I-See-Light, the [o] doesn't make any difference, but thanks.

Justin


----------



## Hal P Anderson (Dec 16, 2015)

I can't see it. I can see how the grid intersects the handles a pixel or so off-centre, but the rectangles in the corners look identical in size to me. 

Does it make a difference if that grid is centred?


----------



## Rob_Cullen (Dec 16, 2015)

I can't see it.
In your screen-clip, Grid Looks "Dead Center" to me- equal  squares top & Bottom, and equal spaces left & right .


----------



## Johan Elzenga (Dec 16, 2015)

That grid looks fine to me too. And if it were one millimeter off to one side, why would that be important?


----------



## Eightysevens (Dec 16, 2015)

Hi guys, thanks for your scrutiny, but the grid is definitely not equal. I have here a clearer example.

Hal & Johan, Yes, it makes a difference if I have to keep manually compensating to vertically align images (the difference of one increment can make an image subject look off-kilter); I have been adjusting manually, but it is much faster with the grid. Also, surely that is part of it's practical application, otherwise the grid squares wouldn't even need to be of equal proportion to each other?
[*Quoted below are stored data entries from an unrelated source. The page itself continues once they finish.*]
PR #111, opened 2022-06-22
Remove suggester part from spancat prodigy project

thomashacker:
This `PR` removes the suggester part from the project so that it's aligned with the upcoming video


svlandeg (approved):
It looks like the CI tests are failing due to connectivity/URL issues in some other example projects. We can still go ahead and get this merged if you like, but if you have time, could you have a look at the test failures, to see whether this was just a fluke or something else is going on?

PR #113, opened 2022-07-05
Run tests only in changed top-level directories

rmitsch:
## Goals

Run tests only for those projects changed in the latest commit.

## Description

Tests are run via a script extracting the latest changes with `git diff`. `pytest` is then called once for each modified top-level directory.

### Types of change

Enhancement.

## Checklist


adrianeboyd:
Can we do this by the second-level directories rather than the top-level directories?

run-tests.sh
```diff
@@ -0,0 +1,18 @@
...
+declare -a tested_dirs=()
+for dir in "${dirs[@]}"
+do
+  second_level_dir=$(echo "$dir" | awk -F/ '{print FS $2}')
+  second_level_dir="${second_level_dir:1}"
+
+  if [ ! -z "$second_level_dir" -a "$second_level_dir" != " " ]; then
+    if [[ ! " ${tested_dirs[*]} " =~ " ${second_level_dir} " ]]; then
+      tested_dirs+=($second_level_dir)
+      python -m pytest -s $second_level_dir
```
adrianeboyd, line 14: I think this needs to include the complete relative path to the second level directory?

rmitsch: Good catch. I messed up the git history,  clean PR/branch is [here](https://github.com/explosion/projects/pull/114).

PR #114, opened 2022-07-05
 Run tests only in changed second-level directories

rmitsch:
## Goals

Run tests only for those projects changed in the latest commit.

## Description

It was previously dead central, so something has changed, I just cannot figure out a way to reverse the situation.






Thanks for your input.


----------



## Eightysevens (Dec 16, 2015)

I noticed what is causing the difference. I recently changed to using an old 3:4 ratio monitor temporarily, & the postion of the grid relative to the handles changes between full screen or reduced window size, also depending on whether one or both module sidebars are open. Still, I haven't yet found a way to have the grid dead-centred, even with both module bars either open or closed (the grid is still aligned slightly to the right). Maybe this is a bug. I will search amongst the settings to see if there is a way to optimise the software to monitor ratio.

Having searched the settings & preferences I cannot find an optimisation/adjustment control for this situation.


----------



## Jim Wilde (Dec 16, 2015)

There are no settings or preferences which can control this. I find that the width of the two side panels can make a difference, i.e. if one panel is wider than the other then I can see that the centre vertical line is slightly off. Have both panels not showing, or both panels at maximum or minimum width, then everything is centred.

So try playing around with the width of the two side panels to see if you can get everything the way you want it.


----------



## Eightysevens (Dec 17, 2015)

Thanks for your reply Jim. But as I stated in the previous message, even with both panels open or closed & the image perfectly aligned in the centre of the screen, the grid is yet marginally shifted to the right & to the bottom. I don't see the practical application of such an alignment, it seems either to be a bug or an oddly conceptualised feature that I cannot figure the significance of.

Maybe it's simply because it's designed solely for use with the 16:9 screen ratio.

No worries. I will go back to using LR4.


----------